Two study sessions were conducted on two separate days. The first study session included the Structured Clinical Interview for DSM-IV (SCID) and a brief set of questionnaires. The second session was scheduled within a week of the first session and included the MRI scan. The MRI scan sequence consisted of T1-weighted structural scans, BOLD T2*-weighted task fMRI scans, and a diffusion-weighted structural scan. All procedures were approved by the Institutional Review Board and were conducted in accordance with The Code of Ethics of the World Medical Association (Declaration of Helsinki).

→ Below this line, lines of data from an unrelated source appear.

PR #275, opened 2026-05-22
[freebsd] cd into the proper dir to run package test

justice-adams-apple:
Fix the workflow action 

```
  Swift version 6.3-dev (LLVM 972b62858355d07, Swift 3f8c798cfe25bbb)
  Target: x86_64-unknown-freebsd14.3
  Build config: +assertions
  error: Could not find Package.swift in this directory or any of its parent directories.
```

### DIFF
--- a/.github/workflows/pull_request.yml
+++ b/.github/workflows/pull_request.yml
@@ -63,6 +63,8 @@ jobs:
       windows_os_versions: '["windows-2022", "windows-11-arm"]'
       # FreeBSD
       enable_freebsd_checks: true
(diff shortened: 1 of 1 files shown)


FranzBusch (approved):

shahmishal (approved):

jakepetroules:
Thanks! Previously I assumed I missed something in swift_package_test (since we have the conditions like `if [ "${{ github.repository }}" = "swiftlang/github-workflows" ]; then`) but completely missed that this was expected for all the other platforms as well.

PR #280, opened 2026-06-07
Fix Android build for non-default NDKs with new swift-build build system, by updating ANDROID_NDK_ROOT too

finagolfin:
swiftlang/swift-testing#1745 showed that the updated NDK env var isn't being read on CI, see if it is set.

### DIFF
--- a/.github/workflows/scripts/install-and-build-with-sdk.sh
+++ b/.github/workflows/scripts/install-and-build-with-sdk.sh
@@ -815,12 +815,16 @@ build() {
 
         alias swift='$SWIFT_EXECUTABLE_FOR_ANDROID_SDK'
 
+        log "Using NDK at $ANDROID_NDK_HOME"
+
         # This can become a single invocation in the future when `swift build` supports multiple Android triples at once
         for android_sdk_triple in "${ANDROID_SDK_TRIPLES[@]}" ; do
             if [[ "$SWIFT_VERSION_INPUT" == "6.3" || "$SWIFT_VERSION_INPUT" == "nightly-6.3" ]]; then
                 local build_command="$SWIFT_BUILD_COMMAND --swift-sdk ${android_sdk_triple}"
             else
                 local build_command="$SWIFT_BUILD_COMMAND --swift-sdk ${sdk_name} --triple ${android_sdk_triple}"
+                # Work around swift-build issue with ANDROID_NDK_ROOT overriding ANDROID_NDK_HOME
+                export ANDROID_NDK_ROOT="${ANDROID_NDK_HOME}"
             fi
             if [[ -n "$SWIFT_BUILD_FLAGS" ]]; then
                 build_command="$build_command $SWIFT_BUILD_FLAGS"


.github/workflows/scripts/install-and-build-with-sdk.sh
```diff
@@ -814,7 +814,10 @@ build() {
         local sdk_name="${ANDROID_SDK_TAG}_android"
 
         alias swift='$SWIFT_EXECUTABLE_FOR_ANDROID_SDK'
-
+    
+        log "Using NDK at $ANDROID_NDK_HOME"
```
finagolfin, line 818: @jakepetroules, `swift-build` is not using this environment variable properly on the GitHub CI, where it is [correctly set to 28c](https://github.com/swiftlang/github-workflows/actions/runs/27092508867/job/79958541127#step:9:312) before the build starts, but [the internal compile shows it using NDK 27 instead](https://github.com/swiftlang/github-workflows/actions/runs/27092508867/job/79958541127#step:9:531). I tried setting it in `$GITHUB_ENV` also in the next line, but that made no difference.

This is why I pushed to not have these flaky env vars be the primary way we configure the NDK for SwiftPM, and to always notify the user that the env var is being used and with which NDK path.

Let me know if you have any idea about this bug.

jakepetroules: Swift Build checks both ANDROID_NDK_ROOT and ANDROID_NDK_HOME, with the first taking precedence. Since GitHub Actions sets both, _ROOT is pointing to 27 still.

Go ahead and update GitHub actions to set both variables.

It's probably a good idea to emit a diagnostic in Swift Build if those two are set to different values.

finagolfin: Yep, that was it, will clean this up and submit as a workaround for now.

finagolfin:
@justice-adams-apple, Android fix I'd like to get in once Jake signs off.

finagolfin:
Ping @jakepetroules, easy review.

.github/workflows/scripts/install-and-build-with-sdk.sh
```diff
@@ -815,12 +815,16 @@ build() {
...
+
         # This can become a single invocation in the future when `swift build` supports multiple Android triples at once
         for android_sdk_triple in "${ANDROID_SDK_TRIPLES[@]}" ; do
             if [[ "$SWIFT_VERSION_INPUT" == "6.3" || "$SWIFT_VERSION_INPUT" == "nightly-6.3" ]]; then
                 local build_command="$SWIFT_BUILD_COMMAND --swift-sdk ${android_sdk_triple}"
             else
                 local build_command="$SWIFT_BUILD_COMMAND --swift-sdk ${sdk_name} --triple ${android_sdk_triple}"
+                # Work around swift-build issue with ANDROID_NDK_ROOT overriding ANDROID_NDK_HOME
+                export ANDROID_NDK_ROOT="${ANDROID_NDK_HOME}"
```
jakepetroules, line 827: Can you please put this closer to line 667 so both vars are in the same place?

jakepetroules (changes requested):

.github/workflows/scripts/install-and-build-with-sdk.sh
finagolfin: I put it here so it isn't messed with for 6.3 builds. I'd like to get rid of this instead for `swift sdk configure --sdk-root-path`, once that is working for Android, so I see this as a temporary fix anyway.

jakepetroules: I think it's fine, there's no reason it needs to be excluded for 6.3 builds.

finagolfin: You're probably right, but given stuff like swift-driver incorrectly invoking it before 6.3, I played it safe.

finagolfin:
@justice-adams-apple, I'd like to get this in now, else the snapshot builds for Android are broken for other NDKs. I will be modifying this same line to use SwiftPM instead of env vars in the coming weeks, once that `swift sdk configure` feature is enabled for Android again in `swift-build`, so this location is fine.

justice-adams-apple (approved):

PR #6496, opened 2025-11-05
Expose `ptx::mbarrier_inval` and use it

bernhardmgruber:


cub/cub/block/block_load_to_shared.cuh
```diff
@@ -248,12 +248,7 @@ public:
     __syncthreads();
     if (elected)
     {
-      NV_IF_TARGET(NV_PROVIDES_SM_90,
-                   (
-                     // Borrowed from cuda::barrier
-                     // TODO Make this available through cuda::ptx::
-                     asm volatile("mbarrier.inval.shared.b64 [%0];" ::"r"(static_cast<::cuda::std::uint32_t>(
-                       ::__cvta_generic_to_shared(&temp_storage.mbarrier_handle))) : "memory");));
+      NV_IF_TARGET(NV_PROVIDES_SM_90, ::cuda::ptx::mbarrier_inval(&temp_storage.mbarrier_handle););
```
miscco, line 251: Why is this SM_90 when we support it from SM_80 onwards?

bernhardmgruber: Because here, only the SM90 code path used a barrier for async copy synchronization. The SM80 code path uses a commit group and thus no barrier.

PR #6499, opened 2025-11-05
Allow passing in `None`  as init value for scan when using an iterator as input

### LINKED ISSUE #6498: [FEA]: Allow passing in an iterator as `d_in` with `None` as init value in scan
### Is this a duplicate?

### Area

cuda.compute (Python)

Currently, using an iterator with `None` as the initial value is not supported. 

We should just get the datatype of the initial value from the `d_in` iterator's `value_type`

_No response_

### Additional context

_No response_

NaderAlAwar:
## Description

closes #6498

## Checklist


python/cuda_cccl/cuda/compute/algorithms/_scan.py
```diff
@@ -61,14 +61,18 @@ def __init__(
 
         match self.init_kind:
             case _bindings.InitKind.NO_INIT:
-                # TODO: we just need to extract the dtype from the input iterator
-                if not isinstance(d_in, DeviceArrayLike):
+                self.init_value_cccl = None
+
+                # Extract value type from input (either device array or iterator)
```
shwina: We should use https://github.com/NVIDIA/cccl/blob/bcb2bcb106dac16dee49e46e0fa7df21dae6a24a/python/cuda_cccl/cuda/compute/_cccl_interop.py#L315 here.

PR #6518, opened 2025-11-05
Allow using ZipIterator as an output in cuda.compute

### LINKED ISSUE #6505: [FEA]: Enable using ZipIterator as an output iterator in cuda.compute
### Is this a duplicate?

### Area

cuda.compute (Python)

We should be able to use ZipIterator as an output

We could either use ZipIterator or create a new ZipOutputIterator like we do for transform https://github.com/NVIDIA/cccl/pull/5934#issue-3431367833, although that was likely due to differing type annotations.

_No response_

### Additional context

_No response_

NaderAlAwar:
## Description

closes #6505

credit to @shwina for the implicit conversion between from tuple to ZipValue in the return of the operator

## Checklist


python/cuda_cccl/cuda/compute/iterators/_zip_iterator.py
```diff
@@ -194,6 +242,18 @@ def advance(self):
...
+        def output_dereference(self):
+            if not all_support_output:
+                raise AttributeError(
+                    "ZipIterator cannot be used as output iterator when not all "
+                    "underlying iterators support output"
+                )
+            return output_dereference_func
+
+        # Make the ZipValue type accessible for constructing return values
+        value_struct_type = ZipValue
```
shwina: Is this needed even after adding implicit tuple conversion?

python/cuda_cccl/tests/compute/test_zip_iterator.py
```diff
@@ -239,3 +240,49 @@ def min_pairs(p1, p2):
...
+    zip_it = ZipIterator(d_in1, d_in2)
+
+    d_out1 = cp.empty_like(d_in1)
+    d_out2 = cp.empty_like(d_in2)
+
+    zip_out_it = ZipIterator(d_out1, d_out2)
+
+    def add_pairs(p1, p2):
+        a, b = tuple(p1)
+        c, d = tuple(p2)
```
shwina: This part seems a bit icky. For now, can I suggest just:

```python
def add_pairs(p1, p2):
    return p1[0] + p2[0], p2[1] + p2[1]
```

We should figure out how to make straight unpacking work:

```python
a, b = p1
c, d = p2
```

Can we also then get rid of the convesion-TO-tuple in this PR? Let's keep the conversion-FROM-tuple (which is what allows the `return` to work).

python/cuda_cccl/cuda/compute/iterators/_zip_iterator.py
NaderAlAwar: no, removed

python/cuda_cccl/tests/compute/test_zip_iterator.py
NaderAlAwar: Deleted the explicit `tuple` construction from this PR, will create an issue

NaderAlAwar: Tracked in #6610

PR #6519, opened 2025-11-05
[DO NOT MERGE] Fix Host `isnan`, `isinf`, etc.  handling in some `math.h` implementations

fbusato:
## Description

`isnan`, `isinf` and other utilities in  `math.h`  can be implemented as a macro or a function, depending on the implementation. 
Most x86 implementations provide it as a function. Some Arm64 implementations provide it as a macro.

This PR adds the host fallback with `isnan` instead of `::isnan` when the utility is implemented as a macro.

### DIFF
--- a/libcudacxx/include/cuda/std/__cmath/isfinite.h
+++ b/libcudacxx/include/cuda/std/__cmath/isfinite.h
@@ -46,11 +46,7 @@ template <class _Tp>
   static_assert(is_floating_point_v<_Tp>, "Only standard floating-point types are supported");
   if (!::cuda::std::__cccl_default_is_constant_evaluated())
   {
-#if defined(isfinite)
-    NV_IF_TARGET(NV_IS_DEVICE, (return ::isfinite(__x);), (return isfinite(__x);));
-#else // ^^^ macro ^^^ / vvv function vvv
-    NV_IF_TARGET(NV_IS_DEVICE, (return ::isfinite(__x);), (return ::isfinite(__x);));
-#endif // function
+    return isfinite(__x);
   }
   return !::cuda::std::isnan(__x) && !::cuda::std::isinf(__x);
 }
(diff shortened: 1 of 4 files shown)


libcudacxx/include/cuda/std/__cmath/isinf.h
```diff
@@ -70,7 +74,7 @@ template <class _Tp>
 #elif _CCCL_HAS_CONSTEXPR_BIT_CAST()
   if (!::cuda::std::__cccl_default_is_constant_evaluated())
   {
-    return ::isinf(__x);
+    return ::cuda::std::__isinf_impl(__x);
```
miscco: We really want the math library function here

libcudacxx/include/cuda/std/__cmath/isfinite.h
```diff
@@ -58,7 +62,7 @@ template <class _Tp>
 #else // ^^^ _CCCL_BUILTIN_ISFINITE ^^^ / vvv !_CCCL_BUILTIN_ISFINITE vvv
   if (!::cuda::std::__cccl_default_is_constant_evaluated())
   {
-    return ::isfinite(__x);
+    return ::cuda::std::__isfinite_impl(__x);
```
miscco: Ditto we explicitly want the host function here

davebayer:
@miscco can't we just include `<cmath>` and use `::std::meow` functions instead?

libcudacxx/include/cuda/std/__cmath/isfinite.h
```diff
@@ -46,7 +46,11 @@ template <class _Tp>
   static_assert(is_floating_point_v<_Tp>, "Only standard floating-point types are supported");
   if (!::cuda::std::__cccl_default_is_constant_evaluated())
   {
-    return ::isfinite(__x);
+#if defined(isfinite)
+    NV_IF_TARGET(NV_IS_DEVICE, (return ::isfinite(__x);), (return isfinite(__x);));
```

2.2.1. Structured clinical interview

We conducted all modules of the SCID for all DSM-IV Axis I disorders to exclude participants who met criteria for major disorders with the exception of PTSD. No participant met criteria for other major diagnoses, so none were excluded. The TE participants represented the range of trauma-related symptoms. Five of the 22 TE participants met DSM-IV criteria for current PTSD. Of the remaining 17 TE participants, 4 endorsed subclinical levels of current symptoms (in this case met re-experiencing and hyperarousal criteria but did not meet avoidance criteria), 9 endorsed at least some symptoms, and 4 endorsed zero current symptoms. Three participants reported current use of prescription medications: one trauma-exposed participants reported prescription medication (Prozac), as did 2 control participant (Wellbutrin & Lexapro; 1 unspecified non-psychoactive medication). The structural and functional imaging data from these participants did not differ from the data of the other participants in each group when we conducted independent sample t-tests within groups. For the TE group ts ranged from − 0.925–0.003, corresponding p-values from 0.366–0.998, and all 95% CIs of the mean difference included zero. For the no trauma controls, ts ranged from − 1.751–0.124, corresponding p-values from 0.097–0.903, and all 95% CIs of the mean difference included zero. Given the absence of differences on the critical data, we retained the participants on medication in the analyses.

2.2.2. Questionnaires

Following the SCID, participants completed a set of questionnaires, which included the Perceived Stress Scale (PSS, Cohen et al., 1983), the State-Trait Anxiety Inventory – State Version (STAI-S, Spielberger et al., 1983), and the Beck Depression Inventory II (BDI-II, Beck et al., 1996). During the second study session, participants completed STAI-S and BDI-II before the MRI scan.

2.2.3. FMRI task

The fMRI task consisted of 4 event-related functional runs. These runs began approximately 20 min into the scan session. This timing minimized the potential for a confounding influence of scanner-related stress on the BOLD response, as the runs began after the 15-min window during which normative scanner-related stress has been shown to occur and then subside (Muehlhan et al., 2011). During each run, participants viewed 60 full-color images of randomly presented complex scenes that were positive, negative, or neutral in valence.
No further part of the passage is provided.